On Geektimes in the summer there was an article about the Megaprocessor - a processor of discrete transistors and LEDs, which weighs half a ton and occupies the entire living room in an ordinary townhouse near Cambridge. I decided to take advantage of my geographical proximity to this megaproject, and program something presentable for it - for example, to sport my previous Digital Rain program for Megaprocessor.

System commands Megaprocessor described on the developer's site .

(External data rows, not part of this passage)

PR #7959, opened 2026-08-17
[2.3] Fix search sort by date-added

### LINKED ISSUE #7958: Bug in search result page when using sort by date added
**Version**
Zen Cart version: 2.2.2
PHP version: 8.4
MySQL version: 5.726

**To Reproduce**
Bug in search result page when using sort by date added
Error message: FATAL MySQL error 3065: Expression #1 of ORDER BY clause is not in SELECT list, references column 'zc2.p.products_date_added' which is not in SELECT list;

drbyte:
Fixes #7958

Sorting search results by date-added raises `MySQL error 3065: Expression #1 of ORDER BY clause is not in SELECT list ... this is incompatible with DISTINCT`.

`buildSearchSQL()` selects a fixed set of columns plus whichever `PRODUCT_LIST_*` columns are displayed, and uses `SELECT DISTINCT`. The `disp_order` dropdown (wired into the search results page by #7488) can order by `p.products_date_added`, which is never in that select-list, so MySQL rejects the query. `disp_order=5` has the same problem for `p.products_model` whenever `PRODUCT_LIST_MODEL` is turned off.

This adds the sort-only product columns to the select-list when they aren't already present. Because `p.products_id` is already selected and the added columns are functionally dependent on it, the distinct row count is unchanged — verified against a sample database (126 rows before and after).

Affects 2.2.1 onward and is also present on `master`.

### DIFF
--- a/includes/classes/class.search.php
+++ b/includes/classes/class.search.php
@@ -240,15 +240,19 @@ class Search extends \base
         $this->notify('NOTIFY_SEARCH_COLUMNLIST_STRING', $select_column_list, $select_column_list);
 
         // -----
-        // The listing's sort-order (see includes/modules/listing_display_order.php) can reference
-        // product columns that aren't part of the display column-list, e.g. products_date_added.
+        // The customer-chosen sort-order (see includes/modules/listing_display_order.php) can
+        // reference product columns that aren't part of the display column-list, e.g. products_date_added.
         // Since this query uses SELECT DISTINCT, MySQL requires every ORDER BY column to also appear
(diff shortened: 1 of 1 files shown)


lat9 (approved):
Looks good.  It might be worth a commentary note to observers that are making modifications via `NOTIFY_SEARCH_REAL_ORDERBY_STRING` that it is *their* responsibility to ensure that any fields added to 'ORDER BY' must have also been added to the 'SELECT' list via `NOTIFY_SEARCH_SELECT_STRING` .

PR #7960, opened 2026-08-18
tpl_search_result: formatting

torvista:


proseLA (commented):
what happened to using short echo??

torvista:
next.
I understand formatting should be a separate PR from anything else.

proseLA:
short echo is a format.

torvista:
I didn't consider it as such. I just took formatting to be layout and nothing else.

lat9:
FWIW, I consider the short-echo tags' use as part of a reformatting change.

PR #7963, opened 2026-08-25
Disregard `products_image` from additional images

lat9:
The "Scan for additional images" tool includes a product's base image when updating the `products_additional_images` table, resulting in that base image being incorrectly reported as an additional one.

This PR does not correct that processing, it just filters the product's base image from the list of additional images for the storefront and admin displays.

### DIFF
--- a/admin/includes/modules/collect_info.php
+++ b/admin/includes/modules/collect_info.php
@@ -78,6 +78,9 @@ if (isset($_GET['pID']) && empty($_POST)) {
 $additional_images_query = $db->Execute("SELECT id, additional_image FROM " . TABLE_PRODUCTS_ADDITIONAL_IMAGES . " WHERE products_id = " . (int)($_GET['pID'] ?? 0) . " ORDER BY sort_order");
 $additional_images = [];
 foreach ($additional_images_query as $additional_image) {
+    if (isset($pInfo->products_image) && $pInfo->products_image === $additional_image['additional_image']) {
+        continue;
+    }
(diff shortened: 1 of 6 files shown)


piloujp:
I have a fix for the processing in the plugin. If you want to add it to this PR here it is:
In file `catalog/includes/classes/ajax/zcAjaxScanAdditionalImages.php` replace lines 177 to 179
```
                    "SELECT id FROM " . TABLE_PRODUCTS_ADDITIONAL_IMAGES . " WHERE products_id = $products_id AND additional_image = '" . zen_db_input($subdir . $additional_image) . "'"
                );
                if ($exists_query->EOF) {
```
by this:
```
                    "SELECT IF(
                        EXISTS(SELECT 1 FROM " . TABLE_PRODUCTS . " WHERE products_id = $products_id AND products_image = '" . zen_db_input($subdir . $additional_image) . "') OR
                        EXISTS(SELECT 1 FROM " . TABLE_PRODUCTS_ADDITIONAL_IMAGES . " WHERE products_id = $products_id AND additional_image = '" . zen_db_input($subdir . $additional_image) . "'),
                        1, 0
                    ) AS id_exists"
                    );
                if ((int)$exists_query->fields['id_exists'] === 0) {
```

Or perhaps a separate PR would be better?
This query is efficient as it stops if the first test is true (main image file). And it should reduce the `products_additional_images` table size considerably.

lat9:
I'd prefer to keep the actual correction as a separate PR from this one.

PR #5, opened 2018-02-07
Fix spelling mistake for 'Cannon Lake'

bsurmanski:
See:
https://www.intel.com/content/www/us/en/design/products-and-solutions/processors-and-chipsets/platform-codenames.html
https://en.wikipedia.org/wiki/Cannon_Lake_(microarchitecture)


gchatelet:
Thank you for your contribution!

PR #8, opened 2018-02-07
fix typo in readme

cwalv:


gchatelet:
Thx for your contribution but the README is correct.
Either you know the code has been compiled with AVX (in which case you don't need to read it at runtime) **or** you read it at runtime.

I recognize that the documentation may not be clear enough, I'll update it. Thank you!

cwalv:
Hmm .. what would happen if the code was compiled to use the AVX extensions
but the CPU doesn't support it?  Are you basically saying "this was defined
at compile time, so we're going to assume that it exists"?

On Thu, Feb 8, 2018 at 7:33 AM, Guillaume Chatelet <notifications@github.com

PR #25, opened 2018-02-13
detect intel sgx and smx cpu features for the x86 arch

xqp:
with this patch the lib detect [sgx](https://en.wikipedia.org/wiki/Software_Guard_Extensions) and smx

### DIFF
--- a/src/cpuinfo_x86.c
+++ b/src/cpuinfo_x86.c
@@ -102,6 +102,9 @@ static void ParseCpuId(const uint32_t max_cpuid_leaf, X86Info* info) {
   features->bmi2 = IsBitSet(leaf_7.ebx, 8);
   features->vpclmulqdq = IsBitSet(leaf_7.ecx, 10);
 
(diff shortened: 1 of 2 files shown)


src/cpuinfo_x86.c
```diff
@@ -102,6 +102,9 @@ static void ParseCpuId(const uint32_t max_cpuid_leaf, X86Info* info) {
   features->bmi2 = IsBitSet(leaf_7.ebx, 8);
   features->vpclmulqdq = IsBitSet(leaf_7.ecx, 10);
 
+  features->smx = IsBitSet(leaf_1.ecx, 6);
+  features->sgx = IsBitSet(leaf_7.ebx, 2);
```
gchatelet: Do you mind moving these a few lines above?
`sgx` before `bmi1` and `smx` before `aes`

gchatelet:
Thank you for this PR :+1:

PR #27, opened 2018-02-16
Adding cross compilation

### LINKED ISSUE #13: Add continuous integration for ARM / aarch64 / mipsel

gchatelet:
Fixes #13.


scripts/run_integration.sh
```diff
@@ -0,0 +1,173 @@
+#!/bin/bash
+
+readonly SCRIPT_FOLDER=$(cd -P -- "$(dirname -- "$0")" && pwd -P)
+readonly PROJECT_FOLDER="${SCRIPT_FOLDER}/.."
+readonly ARCHIVE_FOLDER=~/archives
```
Mizux: Can't you use /var/cache/cpu_features or /tmp (and change it in .travis.yml also) ?

scripts/run_integration.sh
```diff
@@ -0,0 +1,173 @@
...
+}
+
+function unpackifnotexists() {
+  mkdir -p ${ARCHIVE_FOLDER}
+  cd ${ARCHIVE_FOLDER}
+  local URL=$1
+  local DESTINATION=`pwd`/$2
+  if [[  ! -d "${DESTINATION}" ]] ; then
+    local ARCHIVE_NAME=`echo ${URL} | sed 's/.*\///'`
+    test -f ${ARCHIVE_NAME} || wget ${URL}
```
Mizux: I would use -q, otherwise in travis.ci log you could have tons of progress bar lines (and reach the 4Mb limit).
cf https://api.travis-ci.org/v3/job/341333288/log.txt

.travis.yml
```diff
@@ -1,16 +1,81 @@
...
+      TOOLCHAIN=CODESCAPE
+      TARGET=mips-mti-linux-gnu
+      QEMU_ARCH=DISABLED
 
 script:
   - cmake --version
-  - cmake -DCMAKE_BUILD_TYPE=Debug -DBUILD_TESTING=ON -H. -Bcmake_build
-  - cmake --build cmake_build --target all
-  - CTEST_OUTPUT_ON_FAILURE=1 cmake --build cmake_build --target test
+  - bash -e -x ./scripts/run_integration.sh
```
Mizux: if you look at your log 75% seems to be cross toolchain/qemu build
-> could you create an "install" script and use the "install:" key instead ?
Since travis only provides "folding" for each build steps....

Otherwise need to scroll at bottom to see the cmake (useful) traces...

scripts/run_integration.sh
```diff
@@ -0,0 +1,173 @@
...
+      installqemuifneeded
+      QEMU="${QEMU_INSTALL}/bin/qemu-${QEMU_ARCH} ${QEMU_ARGS}"
+    fi
+  else
+    QEMU=""
+  fi
+  # Run tests
+  for test_binary in ${BUILD_DIR}/test/*_test; do ${QEMU} ${test_binary}; done
+  # Run demo program
+  ${QEMU} ${BUILD_DIR}/list_cpu_features
```
Mizux: I would run the demo first to get the qemu config, then run the test knowing the qemu "environment"...

.travis.yml
gchatelet: Good idea. I'll do it later though.

scripts/run_integration.sh
gchatelet: I'm not sure I understand what you mean. They both use QEMU (which may be empty).

Issue #34, opened 2018-04-26
Overwriting windows syscalls


Leandros:
Windows, the Win32 API in specific, has a function called `ReadFile`, `OpenFile` and `CloseFile`. You define all three in filesystem.c, non-namespaced, and therefore overriding the Win32 syscalls for everybody who links with your library. This is a huge oversight and cost me a couple of hours of trying to figure out why my programs all start to crash when reading files out of a sudden.

https://github.com/google/cpu_features/blob/7eca4a7a399e8c96a6dacf09c0c59d558c62f45a/src/filesystem.c#L24-L30

gchatelet:
Hi @Leandros 

Thx a lot for reporting this: I wasn't aware obviously.
Let's move the conversation on PR https://github.com/google/cpu_features/pull/35

PR #35, opened 2018-04-26
Explicitly namespace every extern identifier

Leandros:
To avoid identifier collisions and fix https://github.com/google/cpu_features/issues/34, I moved every extern identifier into their own "namespace", by prefixing them with `CpuFeatures_` (or `CpuFeatures_ClassName_`, for example for the `StringView`: `CpuFeatures_StringView_`).

I'm aware this is a huge change, but it's, unfortunately, required since C has no explicit namespaces. The other option would be to migrate to C++ and use actual namespaces.
I only did a search & replace for the identifiers, the change is likely to violate some 80 column limits and would need to be reformatted at some points. 

Tested and compiles on macOS. 

**Edit:** I also just realized I haven't updated the tests.


Leandros:
Signed.

gchatelet:
Thx a lot for the PR @Leandros .
Do you mind updating the tests and running `git clang-format` ?

gchatelet:
Also, can we fix only the filesystem API for now and not touch capabilities and stringview?

I believe that `struct StringView` has more chance to collide with existing code than the functions working on it.

Leandros:
> I believe that struct StringView has more chance to collide with existing code than the functions working on it.

That doesn't matter, since that collision would only occur if you'd actually include the `string_view.h` header into your own code. The StringView functions, on the other hand, are in the global namespace, and will be accessible by any program or library which is also linked into the same application as this library. And I'd say, a function like `Push` or `Back` can very likely appear in some C or C++ programs.

tbodt:
If the StringView functions are only called by the library, and wouldn't be called by any users of the library, they could be marked as `__attribute__((visibility("hidden")))` or the equivalent on windows (not sure what that is).

Leandros:
That's a good idea, which would reduce the amount of change required.

gchatelet:
> That doesn't matter, since that collision would only occur if you'd actually include the string_view.h header into your own code. The StringView functions, on the other hand, are in the global namespace, and will be accessible by any program or library which is also linked into the same application as this library. And I'd say, a function like Push or Back can very likely appear in some C or C++ programs.

@Leandros you're right. I forgot `C` does not mangle function names and that's indeed [ODR violation](https://en.wikipedia.org/wiki/One_Definition_Rule).

I think the visibility way is promising (and adds less clutter to the code). IIRC MSVC does not export symbols if not marked `__declspec(dllexport)` so it should already work properly with MSVC. Can you confirm you used GCC or Clang?

Meanwhile, I'll work on a fix based on @tbodt suggestion (thx @tbodt!)

Leandros:
I used MSVC. `__declspec(dllexport)` only works for DLLs, not for static libraries.

Leandros:
Tests should be fixed now. You'd have to run `clang-format`, though. Seems my clang-format 5.0.1 is to old to recognize the config file.

gchatelet:
As for clang-format, it may be because of a missing line feed at the end of the file.
I submitted a fix. Can you patch the PR and try again?

Leandros:
Lovely, that seems to work. I've fixed the failing tests and re-formated all files.

gchatelet:
Fantastic! Thank you for your contribution, your time and for bearing with me :) My `C` is quite rusted as you can see :)

PR #36, opened 2018-05-01
Add Power support

RashmicaG:
Thoughts, opinions, questions and queries are welcome.


src/cpuinfo_ppc.c
```diff
@@ -0,0 +1,359 @@
...
+    {{0, PPC_FEATURE2_ARCH_3_00}, "arch_3_00", &set_arch300},
+    {{0, PPC_FEATURE2_HAS_IEEE128}, "ieee128", &set_ieee128},
+    {{0, PPC_FEATURE2_DARN}, "darn", &set_darn},
+    {{0, PPC_FEATURE2_SCV}, "scv", &set_scv},
+    {{0, PPC_FEATURE2_HTM_NO_SUSPEND}, "htm-no-suspend", &set_htm_no_suspend},
+};
+static const size_t kConfigsSize = sizeof(kConfigs) / sizeof(CapabilityConfig);
+
+static bool HandlePPCLine(const LineResult result,
+                              PPCPlatformStrings* const strings) {
```
gchatelet: Do you mind running `git clang-format`?

RashmicaG: How do you have clang-format set up? When I try to run it I get 
```
Error reading /home/rashmica/working/cpu_features/.clang-format: Invalid argument
YAML:4:4: error: unknown key '...'
...
   ^

```
I've pushed the changes that this config gave me - figured it should be close to what you're looking for?
``` clang-format -style=google -dump-config > .clang-format```

File: src/cpuinfo_ppc.c [hunk 2]
```diff
@@ -0,0 +1,359 @@
...
+static char model[MAX_LINE_SIZE];
+static char machine[MAX_LINE_SIZE];
+static char cpu[MAX_LINE_SIZE];
+static const PPCPlatformStrings kEmptyPPCPlatformStrings = {
+	.platform = platform, .model = model, .machine = machine, .cpu = cpu};
+
+PPCPlatformStrings GetPPCPlatformStrings(void) {
+  PPCPlatformStrings strings = kEmptyPPCPlatformStrings;
+
+  FillProcCpuInfoData(&strings);
```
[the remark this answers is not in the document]
RashmicaG: This is a bit gross sorry. 

At first I did want to avoid dynamic memory allocation, but then I realised that most of the information needed is can be deduced from the feature flags*. Hence not including the `PPCPlatformStrings` struct in the  `PPCInfo` struct to keep `GetPPCInfo()` memcpy/malloc free by avoiding strings.

I was going to only parse `/proc/cpuinfo` once in `GetPPCPlatformStrings` and have a static 'PPCPlatformStrings' struct that would be copied everytime  `GetPPCPlatformStrings` was called. But then I figured I should talk to you about that, and didn't tidy up properly :woman_facepalming:  

Do you think it makes sense to only parse `/proc/cpuinfo` once in `GetPPCPlatformStrings`? Or should I leave that behaviour as is because a process shouldn't repeatedly call it?  

*The only information that I think you could gain from the `strings` struct that you can't from the flags would be the actual hardware architecture if your process was running in compat mode (ie running with POWER7 instructions on a POWER8 architecture).

src/cpuinfo_ppc.c
gchatelet: It may be because of a missing line feed at the end of `.clang-format`. I submitted a fix, can you patch the PR and try again?

src/cpuinfo_ppc.c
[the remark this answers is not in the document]
gchatelet: I actually discussed this internally when designing the library. We decided that `GetXXXInfo()` should do all the work always from scratch and not try to reuse data. This removes the problem of thread synchronization entirely. On the performance side this is not a big deal and the client can always cache the result if need be.

There's no need for dynamic allocation, just return a struct containing an array of char, it will be copied for you when the struct is returned.

include/cpuinfo_ppc.h
```diff
@@ -0,0 +1,142 @@
...
+// See the License for the specific language governing permissions and
+// limitations under the License.
+
+#ifndef CPU_FEATURES_INCLUDE_CPUINFO_PPC_H_
+#define CPU_FEATURES_INCLUDE_CPUINFO_PPC_H_
+
+#include "cpu_features_macros.h"
+#include "internal/hwcaps.h"
+
+#define MAX_LINE_SIZE 100
```
gchatelet: This will leak out of the header and possibly conflict (or replace) other definitions.
Just set the number in the struct directly.

Also 100 is probably too much. What would be a good size here? 32? 64?

include/cpuinfo_ppc.h
```diff
@@ -0,0 +1,142 @@
...
+
+typedef struct {
+  PPCFeatures features;
+} PPCInfo;
+
+// This function is guaranteed to be malloc, memset and memcpy free.
+PPCInfo GetPPCInfo(void);
+
+typedef struct {
+  char platform[MAX_LINE_SIZE];
```
gchatelet: Please add a comment after each string that it is 0 terminated.

include/internal/hwcaps.h
```diff
@@ -61,13 +61,73 @@ CPU_FEATURES_START_CPP_NAMESPACE
...
-  uint32_t hwcaps;
-  uint32_t hwcaps2;
+  unsigned long hwcaps;
+  unsigned long hwcaps2;
 } HardwareCapabilities;
 
 HardwareCapabilities GetHardwareCapabilities(void);
 
+typedef struct {
+  char platform[100];
```
gchatelet: Same here and below. Add a comment about 0 terminated strings.
Possibly reduce size to 32 or 64 (what makes more sense).

src/hwcaps.c
```diff
@@ -152,6 +158,17 @@ HardwareCapabilities GetHardwareCapabilities(void) {
...
 }
 
+PlatformType kEmptyPlatformType;
+
+PlatformType GetPlatformType(void) {
+  PlatformType type = kEmptyPlatformType;
+  char *platform = (char *)GetHardwareCapabilitiesFor(AT_PLATFORM);
+  char *base_platform = (char *)GetHardwareCapabilitiesFor(AT_BASE_PLATFORM);
+
+  if (platform != NULL) strcpy(type.platform, platform);
```
gchatelet: You need to check that `platform` fits into `type.platform`, if not copy up to `sizeof(type.platform) - 1` and zero terminate the string.

I'll add function to do this in a separate PR.

test/hwcaps_for_testing.cc
```diff
@@ -29,4 +32,10 @@ HardwareCapabilities GetHardwareCapabilities(void) {
   return *g_hardware_capabilities;
 }
 
+void SetPlatformTypes(const char* platform, const char* base_platform) {
+  strcpy(g_platform_types->platform, platform);
```
gchatelet: Ditto.

include/cpuinfo_ppc.h
RashmicaG: Good point, I'll do that and use 64.

src/cpuinfo_ppc.c
RashmicaG: Yup, no issues running git clang-format now.

src/cpuinfo_ppc.c
```diff
@@ -0,0 +1,356 @@
...
+static const size_t kConfigsSize = sizeof(kConfigs) / sizeof(CapabilityConfig);
+
+static bool HandlePPCLine(const LineResult result,
+                          PPCPlatformStrings* const strings) {
+  StringView line = result.line;
+  StringView key, value;
+  if (CpuFeatures_StringView_GetAttributeKeyValue(line, &key, &value)) {
+    if (CpuFeatures_StringView_HasWord(key, "platform")) {
+      CpuFeatures_StringView_CopyString(value, strings->platform,
+                                        value.size + 1);
```
gchatelet: `CpuFeatures_StringView_CopyString` third argument is the size of the destination buffer so it should be
```
CpuFeatures_StringView_CopyString(value, strings->platform, sizeof(strings->platform));
```

Please fix the following lines as well.

src/hwcaps.c
gchatelet: Actually you can use the following snippet to get the job done:
```
if (platform != NULL)
  CpuFeatures_StringView_CopyString(str(platform), type.platform, sizeof(type.platform));
```

test/hwcaps_for_testing.cc
gchatelet: Same here and below, use `CpuFeatures_StringView_CopyString`

src/cpuinfo_ppc.c
RashmicaG: woops, not sure how I got that confused!

gchatelet:
Looks good to me. Thank you so much for your contribution @RashmicaG :)

PR #37, opened 2018-05-22
without cpu_features_macros.h in the install tree, the library cannot

psteinb:
be used after `make install`


gchatelet:
Thx! and sorry for the lag...

PR #42, opened 2018-08-30
Small changes made according to static analyzer results

fuzun:
I did not want to to change type of feature variables since it seems that they are getting accessed directly by other projects but could not find any other solution. Making them bool would probably break portability. Other option might be defining TRUE as -1 then modifying related parts.

Feature variable returning functions (Get...FeaturesEnumValue) are kept intact as automatic casting should not cause any problem. And because variables are all aligned, there should be no warning because of this casting in compilers other than VS. (I did not test though).


fuzun:
I signed it!

gchatelet:
So unfortunately this PR is changing the API and may break client code.
I'm willing to pull everything in but the `int` -> `unsigned int`modification (we would also need to modify the other platforms arm, aarch64, power ...)

fuzun:
I have realized that bit_utils.h is internal so made some changes there instead of structs. Still not the best but I could not think any other solution without changing structures.

include/internal/bit_utils.h
```diff
@@ -22,8 +22,11 @@
 
 CPU_FEATURES_START_CPP_NAMESPACE
 
-inline static bool IsBitSet(uint32_t reg, uint32_t bit) {
-  return (reg >> bit) & 0x1;
+#define TRUE -1
```
gchatelet: Let's not go this route. Redefining TRUE is opening a can of worms.
Let's just drop this commit for now.

gchatelet:
Thx a lot for your patience and for contributing to `cpu_features`.
Can you open a bug about the bool correctness issue so I keep it on my radar?

fuzun:
Sure!

PR #48, opened 2019-01-15
Declare CMAKE_SYSTEM_NAME/SYSTEM for Linaro builds

gchatelet:
As well as fixing typo and shebang.


scripts/test_integration.sh
```diff
@@ -1,3 +1,5 @@
+#!/bin/bash
```
Mizux: #!/usr/bin/env bash

gchatelet: Done

PR #49, opened 2019-01-15
Per arch build and inlining of cpuid_x86.

gchatelet:
This PR is about:
 - Modifying `CMakeLists.txt` to allow per arch build instead of building everything on all architectures,
 - Update tests so they use a preprocessor definition to short-circuit implementation
 - Inline files `src/cpuid_x86_clang_gcc.c` and `src/cpuid_x86_msvc.c` into `src/cpuinfo_x86.c`


CMakeLists.txt
```diff
@@ -21,38 +21,48 @@ option(BUILD_SHARED_LIBS "Build library as shared." OFF)
...
+    list(APPEND _SRCS src/cpuinfo_aarch64.c)
+elseif(CMAKE_SYSTEM_PROCESSOR STREQUAL "x86_64")
+    list(APPEND _HDRS include/cpuinfo_x86.h)
+    list(APPEND _HDRS include/internal/cpuid_x86.h)
+    list(APPEND _SRCS src/cpuinfo_x86.c)
+elseif(CMAKE_SYSTEM_PROCESSOR MATCHES "^(powerpc|ppc)")
+    list(APPEND _HDRS include/cpuinfo_ppc.h)
+    list(APPEND _SRCS src/cpuinfo_ppc.c)
+else()
+  message(SEND_ERROR "Unsupported architectures ${CMAKE_SYSTEM_PROCESSOR}")
```
Mizux: FATAL_ERROR ? i.e. is there any interest in continuing the processing of the CMakeLists.txt

CMakeLists.txt
```diff
@@ -21,38 +21,48 @@ option(BUILD_SHARED_LIBS "Build library as shared." OFF)
...
+if(CMAKE_SYSTEM_PROCESSOR MATCHES "^mips")
+    list(APPEND _HDRS include/cpuinfo_mips.h)
+    list(APPEND _SRCS src/cpuinfo_mips.c)
+elseif(CMAKE_SYSTEM_PROCESSOR MATCHES "^arm")
+    list(APPEND _HDRS include/cpuinfo_arm.h)
+    list(APPEND _SRCS src/cpuinfo_arm.c)
+elseif(CMAKE_SYSTEM_PROCESSOR MATCHES "^aarch64")
+    list(APPEND _HDRS include/cpuinfo_aarch64.h)
+    list(APPEND _SRCS src/cpuinfo_aarch64.c)
+elseif(CMAKE_SYSTEM_PROCESSOR STREQUAL "x86_64")
```
Mizux: x86 ? if library only support x86_64 why file are not suffixed by x86_64 ?

src/hwcaps.c
```diff
@@ -101,12 +91,19 @@ static uint32_t GetElfHwcapFromGetauxval(uint32_t hwcap_type) {
   dlclose(libc_handle);
   return ret;
 }
-#endif  // defined(HWCAPS_ANDROID_MIPS_OR_ARM)
+#elif defined(CPU_FEATURES_OS_LINUX_OR_ANDROID)
+// On Regular Linux we simply use getauxval.
+#include <dlfcn.h>
+#include <sys/auxv.h>
```
Mizux: May you should check via cmake that "sys/auxv.h" exists.
see https://cmake.org/cmake/help/latest/module/CheckIncludeFile.html

test/CMakeLists.txt
```diff
@@ -54,9 +56,12 @@ target_link_libraries(linux_features_aggregator_test all_libraries)
 add_test(NAME linux_features_aggregator_test COMMAND linux_features_aggregator_test)
 ##------------------------------------------------------------------------------
 ## cpuinfo_x86_test
+if(CMAKE_SYSTEM_PROCESSOR STREQUAL "x86_64")
 add_executable(cpuinfo_x86_test cpuinfo_x86_test.cc ../src/cpuinfo_x86.c)
+target_compile_definitions(stack_line_reader PUBLIC CPU_FEATURES_MOCK_CPUID_X86)
```
Mizux: good target ? if yes you should separate it from `cpuinfo_x86_test` stuff

gchatelet: Good catch

CMakeLists.txt
gchatelet: I edited the condition to include all x86 flavors at once.

CMakeLists.txt
```diff
@@ -32,44 +32,55 @@ set(_HDRS
...
-  include/internal/string_view.h
-  src/linux_features_aggregator.c
-  src/filesystem.c
-  src/hwcaps.c
-  src/stack_line_reader.c
-  src/string_view.c
 )
 
+macro(add_linux_detection)
+  if(NOT (APPLE OR UNIX))
```
Mizux: if(NOT UNIX)
In CMake APPLE is a Unix-like system i.e. APPLE is a subset of UNIX
see: https://cmake.org/cmake/help/latest/variable/UNIX.html

gchatelet: Even better

PR #51, opened 2019-01-16
Update macros to detect mips64 and differentiate between x86 32/64.

gchatelet:


include/cpu_features_macros.h
```diff
@@ -37,7 +47,11 @@
 #define CPU_FEATURES_ARCH_ANY_ARM
 #endif
 
-#if defined(__mips__)
+#if defined(__mips64)
+#define CPU_FEATURES_ARCH_MIPS64
+#endif
+
+#if defined(__mips__) && !defined(__mips64)  // mips64 also declares __mips__
 #define CPU_FEATURES_ARCH_MIPS
```
Mizux: should you define CPU_FEATURES_ARCH_MIPS_32 here instead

Most commands consist of one byte, followed by an immediate operand (one or two bytes). There are only four general-purpose registers (R0-R3), while they are not equal: for example, for memory access commands, the address must be either in R2 or in R3; and the operand is in one of the two remaining registers.
')
Programmers accustomed to the x86 or ARM command system, the Megaprocessor command set will seem extremely poor: there is no indirect addressing "base + offset", no direct operands for arithmetic commands (except addq ±1 , addq ±2 ). But there are a couple of unexpected possibilities: a separate sqrt command, and the .wt mode for shift commands, which replaces the result with the sum of the extended bits. Thus you can, for example, a pair of commands ld.b r1, #15; lsr.wt r0, r1 ld.b r1, #15; lsr.wt r0, r1 calculate the number of single bits in r0 (a question so much favored by job interviewers!). The ln mnemonic for a command that loads an immediate value into the register (instead of the mnemonic mov usual for x86 or ARM) indicates the way it is executed: in fact, from the point of view of the processor, ld.b r1, (pc++) is executed.

So let's get started.

The program for Megaprocessor starts (at address 0) from the interrupt vector table. Each of the four vectors has four bytes. Starting at address 0x10, the actual program code can be located. Of the 64KB address space, the entire first half (up to the address 0x8000) can be used by the code; addresses 0xA000-0xA0FF correspond to the “display” - a discrete memory, each bit of which is equipped with an LED indicator. marks was wrong when writing “The memory capacity is 256 bytes.” is the amount of “video memory”, and not the main memory for the code and data.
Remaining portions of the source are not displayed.